*** The data ***

PR #2894, opened 2025-04-08
Persist aggregate reports in the database

abellotti:
- Updated Database schema to include AggregateReports
- Create new AggregateReports upon query
- Recreate if primary record is newer
- Added Unit tests to check DB record creation/deletion
- Update the /api/schema OpenAPI spec for /reports/<report_id>/aggregate/

Solves: https://issues.redhat.com/browse/DISCOVERY-916


abellotti:
Updated drf-spectacular to include the aggregate response structure:

Screenshot 2025-04-07 at 7 23 14 PM

abellotti:
Requests originally taking around:

- For network resources ~14 - 20 msec
- For vcenter resources ~140 -224 msec
- For ocp resources ~17 - 32 msec

Are now down to a couple of milliseconds consistent across the board once the AggregateRecords are stored in the database.

infinitewarp (changes requested):
I have some mixed feelings about this PR.

On one hand, this is a straightforward conversion of the existing `dataclass` to a `BaseModel`, and it does that just fine. No notes. Ten outta ten. 👍 

On the other hand, part of my thinking for _not_ creating a "proper" model originally was driven by uncertainty about the shape of the aggregate report in the near future, expecting future changes that would require messy data migrations or potentially losing past reports with new versions. If we were expecting changes to the shape of the aggregate report, and because the content of the report is inherently _non-relational_/de-normalized/derivative, I would prefer using the "dumb" document storage technique of shoving all fields into a single unstructured JSON field. That would grant us much greater flexibility _if_ the report structure were to change over time, and that would allow users to continue to access old reports as they were originally generated, unaffected by future developments.

That being said, looking back over the last year since I originally implemented the aggregate report, we have had no changes or additions. Also, despite grand plans a year ago, we still aren't in the "disco pop" world with users keeping long-running instances of quipucords/Discovery. So, maybe those concerns are no longer relevant. 🤷  Still, I'd like to sanity-check with the rest of the team here before we commit to this schema update.

If the answer is "yes, the aggregate report is stable for the foreseeable future" or "we don't care about losing/rebuilding old reports if/when there are changes", then I will return and give this PR my stamp of approval.

I am marking this review as "request changes" just so we don't forget to have that conversation.

ruda (approved):
From my top view, LGTM.

quipucords/api/aggregate_report/model.py
```diff
@@ -37,62 +39,98 @@
...
+    )
+    inspect_result_status_unreachable = models.PositiveIntegerField(
+        default=0, blank=True, null=True
+    )
+    instances_hypervisor = models.PositiveIntegerField(default=0, blank=True, null=True)
+    instances_not_redhat = models.PositiveIntegerField(default=0, blank=True, null=True)
+    instances_physical = models.PositiveIntegerField(default=0, blank=True, null=True)
+    instances_unknown = models.PositiveIntegerField(default=0, blank=True, null=True)
+    instances_virtual = models.PositiveIntegerField(default=0, blank=True, null=True)
+    jboss_eap_cores_physical = models.PositiveIntegerField(
```
mirekdlugosz, line 79: I wonder if that should be int, and not float?

That value is derived from `cpu_core_count`, and `cpu_core_count` was [explicitly changed from int to float 7 years ago](https://github.com/quipucords/quipucords/commit/989dccd7677be6309ad1ecf9c59be5da368af2c0). We have a thread about it on Slack (September 19, 2024). Nobody in current team ever saw that field being anything else than integer, but we also can't rule out some random cloud or ancient RHEL patch revision returning float. Personally, I would err on the side of past team knowing something that we don't.

Same comment applies to `jboss_eap_cores_virtual`, `jboss_ws_cores_physical` and `jboss_ws_cores_virtual`.

quipucords/api/aggregate_report/model.py
```diff
@@ -37,62 +39,98 @@
...
+AGGREGATE_REPORT_SKIP_ATTRS: list = ["id", "report"]
 
 
-@dataclass
-class AggregateReport:
+class AggregateReport(BaseModel):
     """Results of the aggregate report."""
 
+    report = models.OneToOneField(
+        "Report", models.CASCADE, related_name="aggregate_report", null=True
```
bruno-fs, line 49: in which scenario would we expect an aggregate report to exist without a report?

(looking at this `null=True`)

quipucords/api/aggregate_report/view.py
```diff
@@ -1,12 +1,67 @@
...
+from rest_framework import serializers
 from rest_framework.decorators import api_view
 from rest_framework.exceptions import NotFound
 from rest_framework.response import Response
 
 from api.aggregate_report.model import get_aggregate_report_by_report_id
 
 
+class ResultsSerializer(serializers.Serializer):
+    """Serializer for the results portion of the Aggregate Report."""
```
bruno-fs, line 13: question for both serializers: why not use model serializer and configure Meta.fields to simply list the fields we are going to use ?

quipucords/api/aggregate_report/model.py
abellotti: good point. 👍

quipucords/api/aggregate_report/view.py
abellotti: I could not use the model serializer as it is a flat representation structure, no results or diagnostics section, that's only generated in the view via the helper methods, thus I took this approach.

abellotti:
Updated drf schema view with the Decimal represenation (xxxx.xxx) for the cpu cores (virt & phys).

Screenshot 2025-04-09 at 6 12 16 PM

quipucords/api/aggregate_report/model.py
```diff
@@ -37,62 +39,98 @@
...
+        default=0, blank=True, null=True
+    )
+    instances_hypervisor = models.PositiveIntegerField(default=0, blank=True, null=True)
+    instances_not_redhat = models.PositiveIntegerField(default=0, blank=True, null=True)
+    instances_physical = models.PositiveIntegerField(default=0, blank=True, null=True)
+    instances_unknown = models.PositiveIntegerField(default=0, blank=True, null=True)
+    instances_virtual = models.PositiveIntegerField(default=0, blank=True, null=True)
+    jboss_eap_cores_physical = models.DecimalField(
+        default=0.0, max_digits=7, decimal_places=3, blank=True, null=True
+    )
```
mirekdlugosz, line 81: This won't work. Causes:
```
  File "/app/quipucords/api/aggregate_report/model.py", line 227, in _aggregate_from_system_fingerprints
    aggregated.jboss_eap_cores_virtual += jboss_eap_cpu_core_count
TypeError: unsupported operand type(s) for +=: 'decimal.Decimal' and 'float'
```

This is caught by Camayoc UI tests, causing one of them to fail. A bit strange that only UI test fails - I would expect this to fail also unit test and some CLI test.

abellotti: Thanks @mirekdlugosz for finding this, strange indeed, both float during Unit tests. switching to Float for now.

mirekdlugosz:
I give my :+1: 

I am keeping my "request changes" to hold merge of this PR until upgrade testing pipeline data is prepared. I can prepare the data, but only once that PR achieves the state we intend to merge. Once other people confirm they are happy with current state of changes, I will prepare data and switch my review to ACK.

infinitewarp (approved):

quipucords/api/aggregate_report/view.py
bruno-fs: Actually you can use it.

You won't be able to use for the "final" serializer that combines both in the non-flat representation structure,
but you would definitely be able to.

I would prefer that approach to avoid unnecessarily repeating types.

Let me write a quick example here. Hold on a minute...

quipucords/api/aggregate_report/model.py
bruno-fs: If there's no particular reason for setting this relationship with `null=True`, could you set it to `False`?
```suggestion
        "Report", models.CASCADE, related_name="aggregate_report"
```
(I think it is false by default)

quipucords/api/aggregate_report/view.py
bruno-fs:
```python
class ResultsSerializer(serializers.ModelSerializer):
    """Serializer for the results portion of the Aggregate Report."""

    class Meta:
        """Serializer configuration."""

        model = AggregateReport
        fields = [
            "ansible_hosts_all",
            "ansible_hosts_in_database",
            "ansible_hosts_in_jobs",
            "instances_hypervisor",
            "instances_not_redhat",
            "instances_physical",
            "instances_unknown",
            "instances_virtual",
            "jboss_eap_cores_physical",
            "jboss_eap_cores_virtual",
            "jboss_eap_instances",
            "jboss_ws_cores_physical",
            "jboss_ws_cores_virtual",
            "jboss_ws_instances",
            "openshift_cores",
            "openshift_operators_by_name",
            "openshift_operators_by_kind",
            "os_by_name_and_version",
            "socket_pairs",
            "system_creation_date_average",
            "vmware_hosts",
            "vmware_vm_to_host_ratio",
            "vmware_vms",
            "openshift_cluster_instances",
            "openshift_node_instances",
        ]


class DiagnosticsSerializer(serializers.ModelSerializer):
    """Serializer for the diagnostics portion of the Aggregate Report."""

    class Meta:
        """Serializer configuration."""

        model = AggregateReport
        fields = [
            "inspect_result_status_failed",
            "inspect_result_status_success",
            "inspect_result_status_unknown",
            "inspect_result_status_unreachable",
            "missing_cpu_core_count",
            "missing_cpu_socket_count",
            "missing_name",
            "missing_pem_files",
            "missing_system_creation_date",
            "missing_system_purpose",
        ]


class AggregateReportSerializer(serializers.ModelSerializer):
    """Aggregate Report Serializer."""

    results = ResultsSerializer(many=False, source="*")
    diagnostics = DiagnosticsSerializer(many=False, source="*")

    class Meta:
        """Serializer configuration."""

        model = AggregateReport
        fields = ["results", "diagnostics"]

```

This allow us to change the view to properly use the serializer and obsoletes some helper function.

```python
@extend_schema(responses=AggregateReportSerializer)
@api_view(["GET"])
def aggregate_report(request, report_id: int) -> Response:
    """Lookup and return a details system report."""
    aggregate_report = get_object_or_404(AggregateReport, report_id=report_id)
    serializer = AggregateReportSerializer(instance=aggregate_report)
    return Response(serializer.data)
```

quipucords/api/aggregate_report/view.py
```diff
@@ -1,12 +1,67 @@
...
+from drf_spectacular.utils import extend_schema
+from rest_framework import serializers
 from rest_framework.decorators import api_view
 from rest_framework.exceptions import NotFound
 from rest_framework.response import Response
 
 from api.aggregate_report.model import get_aggregate_report_by_report_id
 
 
+class ResultsSerializer(serializers.Serializer):
```
bruno-fs, line 12: please move all these serializers to a dedicated `serializer` module to conform with the pattern used across other models.

quipucords/tests/api/aggregate_report/test_aggregate_report_model.py
```diff
@@ -330,9 +330,11 @@ def test_build_aggregate_report_system_fingerprint(
 ):
     """Test build_aggregate_report using generated Report, SystemFingerprints, etc."""
     report, expected_aggregate_report = report_and_expected_aggregate
-    aggregated: AggregateReport = build_aggregate_report(report.id)
+    aggregated = build_aggregate_report(report.id)
     assert aggregated is not None
-    assert aggregated == expected_aggregate_report
+    assert reformat_aggregate_report_to_dict(
+        aggregated
+    ) == reformat_aggregate_report_to_dict(expected_aggregate_report)
```
bruno-fs, line 337: Now that AggregateReport is its own model I don't see value on the current implementation of the fixture `report_and_expected_aggregate`.

The problem here is that `build_aggregate_report` won't produce a new aggregate report instance. It will simply get the one instance created in that fixture. So in this test if feels we are testing if `1 == 1`.

I would replace the AggregateReport instance returned by that fixture with a dictionary containing all the expected data and in the exact format we expect it to be used.

After that, change this assertion to something like this

```suggestion
    assert reformat_aggregate_report_to_dict(
        aggregated
    ) == expected_aggregate_report
```


Also, if you follow my suggestion about the serializer, this would change to 

```suggestion
    assert AggregateReportSerializer(instance=aggregated).data == expected_aggregate_report
```

quipucords/fingerprinter/jboss_eap.py
```diff
@@ -3,7 +3,7 @@
 import bisect
 import logging
 
-from api.models import Product
+from api.deployments_report.model import Product
```
bruno-fs, line 6: outside of `api` package we should be importing all models from `api.models`. Please change it back.

quipucords/fingerprinter/jboss_web_server.py
```diff
@@ -1,6 +1,6 @@
 """Ingests raw facts to determine the status of JBoss Web Server on system."""
 
-from api.models import Product
+from api.deployments_report.model import Product
```
bruno-fs, line 3: outside of api package we should be importing all models from api.models. Please change it back.

bruno-fs (changes requested):
Please review and adapt `quipucords/tests/api/aggregate_report/test_aggregate_report_model.py` accordingly.

Some tests seem unnecessary now but, most importantly, the fixture deserves some love.

quipucords/api/aggregate_report/model.py
```diff
@@ -104,11 +134,7 @@ def reformat_aggregate_report_to_dict(aggregated: AggregateReport) -> dict:
 
 
 def get_aggregate_report_by_report_id(report_id: int) -> dict | None:
```
bruno-fs, line 136: I think this helper made sense when AggregateReport wasn't a model. Now this function should be deprecated and `get_object_or_404` from `from `rest_framework.generics` should be used instead.

quipucords/api/aggregate_report/model.py
```diff
@@ -37,62 +39,90 @@
...
-    openshift_node_instances: int = 0
+    openshift_cluster_instances = models.PositiveIntegerField(
+        default=0, blank=True, null=True
+    )
+    openshift_node_instances = models.PositiveIntegerField(
+        default=0, blank=True, null=True
+    )
 
 
 def reformat_aggregate_report_to_dict(aggregated: AggregateReport) -> dict:
```
bruno-fs, line 120: Shouldn't we use proper DRF serializers? I get having this when we are not using proper Django models, but now this seems completely unnecessary.

They can handle nested fields. We did that for the insights report, for instance. I made a suggestion on another comment.

quipucords/tests/api/aggregate_report/test_aggregate_report_model.py
```diff
@@ -38,9 +88,13 @@ def report_and_expected_aggregate() -> tuple[Report, AggregateReport]:  # noqa:
     Please read the expected_aggregate updates between objects carefully
     to understand how each new object should affect the end result.
     """
-    expected_aggregate = AggregateReport()
+    expected_aggregate = expected_aggregate_template().copy()
```
bruno-fs, line 91: while this works, the "pytest recommended" approach would be "expect_aggregate" to be its own fixture

quipucords/api/aggregate_report/view.py
```diff
@@ -1,71 +1,32 @@
...
+
+
+def get_serialized_aggregate_report(report_id: int) -> AggregateReportSerializer | None:
+    """
+    Get the aggregate report for the report id specified.
+
+    If the aggregate report does not exist for the report specified,
+    it will be created.
+    """
+    aggregate = get_aggregate_report_by_report_id(report_id)
```
bruno-fs, line 29: don't need to change anything if you don't want right now, but for v2 API I definitely would like to see the possibility of a automatic generation at request time to be completely gone UNLESS that has a completely async workflow. But honestly, I would just throw a error at it and have the user manually regenerating the whole report.

With the changes introduced in this PR, aggregate report generation should be part of the "fingerprinting" process and always be present in the report. If for some reason it wasn't generated, it should be considered an error IMO.

quipucords/api/aggregate_report/model.py
```diff
@@ -23,96 +23,103 @@
...
-    """
+def get_aggregate_report_by_report_id(report_id: int) -> AggregateReport | None:
+    """Build and get the aggregate report for the given report ID."""
     try:
         report = Report.objects.get(pk=report_id)
         aggregated = build_aggregate_report(report.id)
-        return reformat_aggregate_report_to_dict(aggregated)
+        return aggregated
     except Report.DoesNotExist:
         return None
```
bruno-fs, line 124: I'd remove this. I don't see a reason to handle `Report.DoesNotExist` - this is forcing us to handle something Django would automatically take care for us.

~~(Optionally I'd also completely replace this particular function with django rest framework `get_object_or_404` as the workflow of automatically generating aggregate report in a request cycle should be removed - but particular change could wait for v2 api)~~

Scratch that. Actually, after rereading the AC's on the JIRA issue for this story, there's one particular criteria that already states this change

> If it does not exist, too bad. Check the logs, redo the scan, etc.

So, please remove this whole function and use `get_object_or_404` (from `rest_framework.generics`) in the view instead.

quipucords/api/aggregate_report/view.py
bruno-fs: Per my other comment, after rereading the JIRA story for this issue I noticed it specifically calls out for simply throwing an error if the report does not exist.

bruno-fs: Per our discussion on Red Hat's slack, we will change this behavior only in v2 api.

bruno-fs (approved):

mirekdlugosz (approved):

*** End of The data ***

Copy out every line of the data in which the word "fingerprinter" is found.

quipucords/fingerprinter/jboss_eap.py
quipucords/fingerprinter/jboss_web_server.py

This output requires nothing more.